This is an archive of the discontinued LLVM Phabricator instance.

[AArch64] Add patterns for add(udot(0, x, y), z) -> udot(z, x, y).
ClosedPublic

Authored by dmgreen on Feb 22 2021, 5:05 AM.

Details

Summary

Given a zero input for a udot, an add can be folded in to take the place of the input.

Diff Detail

Event Timeline

dmgreen created this revision.Feb 22 2021, 5:05 AM
dmgreen requested review of this revision.Feb 22 2021, 5:05 AM
Herald added a project: Restricted Project. · View Herald TranscriptFeb 22 2021, 5:05 AM
SjoerdMeijer added inline comments.Feb 22 2021, 5:33 AM
llvm/lib/Target/AArch64/AArch64InstrFormats.td
5626 ↗(On Diff #325419)

As you know I don't mind nice and concise little patterns, but was wondering if we don't expect this simplification to happen earlier?

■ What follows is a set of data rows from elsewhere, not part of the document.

PR #5430, opened 2020-01-21
Supported floating point asset numbers in scenario_damage/event_based_damage

micheles:
~For when Murray will not be able to run his calculation, it will be enough to set `ddd_fast=true` and we will gain an order of magnitude of speedup (or  more) by getting similar numbers anyway.~
In that case we will use the old algorithm `fractions * n` (rounded to uint32 integers) instead of `numpy.bincount(numpy.random.choice(D, n, p=frac/frac.sum()), minlength=D)`, and a warning will be printed.


raoanirudh:
Supporting two options will require documentation in the manual to explain both options and may cause confusion down the line. Instead, if a vectorized implementation of the sampling step can be found, it would most likely solve the speed issue. 

A promising solution is listed in this answer: https://stackoverflow.com/questions/34187130/fast-random-weighted-selection-across-all-rows-of-a-stochastic-matrix

micheles:
After the recent discussion, I think that we should change this as follows:
if there is at least one floating point number attribute in the exposure (or at least one number > 65536) use the old algorithm and compute floating point damage distributions which are then not stored and print a warning; otherwise, use the new algorithm.

PR #5433, opened 2020-01-22
Compute the max_intensity amongst all IMTs

micheles:
Instead of using the intensity with the highest period. Notice that all tests pass, so the changes in the numbers are negligible. This is also fast (70 seconds for the GMPEs of the Canada model on my workstation).


kejohnso:
LGTM

Issue #5434, opened 2020-01-23
Try again the idea magnitude-dependent maximum_distance


micheles:
We abandoned it because it was changing the numbers too much, but there is still hope, if we are smarter. It still has the potential to improved the speed of our calculations by 10x, but a lot of work and analysis will be required.

PR #5435, opened 2020-01-23
Store effect_by_mag_dst_trt always if there are enough sites

micheles:
For transparency (before it was stored only if the pointsource_distance was set). It will be even more useful in the future, in particular for https://github.com/gem/oq-engine/issues/5434.


kejohnso:
LGTM

PR #5436, opened 2020-01-24
Lowered the limit on the maximum disagg matrix size to 1E6

micheles:
To stop @rcgee ;-) In her case the problem was a coordinate_bin_width = 0.2, which was too small for the problem at hand, generating a disaggregation matrix too large with over 5M elements.


rcgee:
LGTM

PR #5437, opened 2020-01-24
Fixed bug with MMI

micheles:
As reported here: https://groups.google.com/d/msg/openquake-users/eLxSDJCRzw4/8N4FH0QYEQAJ


openquake/qa_tests_data/classical/case_45/expected/hazard_map-mean-PGA.csv
```diff
@@ -0,0 +1,3 @@
+#,,,"generated_by='OpenQuake engine 3.9.0-git4635b29844', start_date='2020-01-24T09:26:25', checksum=3719331686, kind='mean', investigation_time=50.0"
```
mmpagani: The name of the file is a bit misleading

micheles: Good catch, fixed!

fhahn added inline comments.Feb 22 2021, 1:26 PM
llvm/lib/Target/AArch64/AArch64InstrFormats.td
5626 ↗(On Diff #325419)

Not sure what the exact policy is, but InstCombinerImpl::visitCallInst( does optimize some target specific intrinsics. But I think this would be good to have for instruction selection in any case

dmgreen added inline comments.Feb 23 2021, 4:13 AM
llvm/lib/Target/AArch64/AArch64InstrFormats.td
5626 ↗(On Diff #325419)

Oh, you mean pre-ISel? We lower a vecreduce.add(v16i8 x) to a vecreduce(udot(zero, one, x)), so this needs to be done sometime during ISel lowering at least. I'll add some tests for it.

I can make it into a DAG combine. That should capture more cases without extra patterns, and should be simple enough I think.

dmgreen updated this revision to Diff 325739.Feb 23 2021, 5:44 AM

Convert to a DAGCombine, with some vecreduce tests.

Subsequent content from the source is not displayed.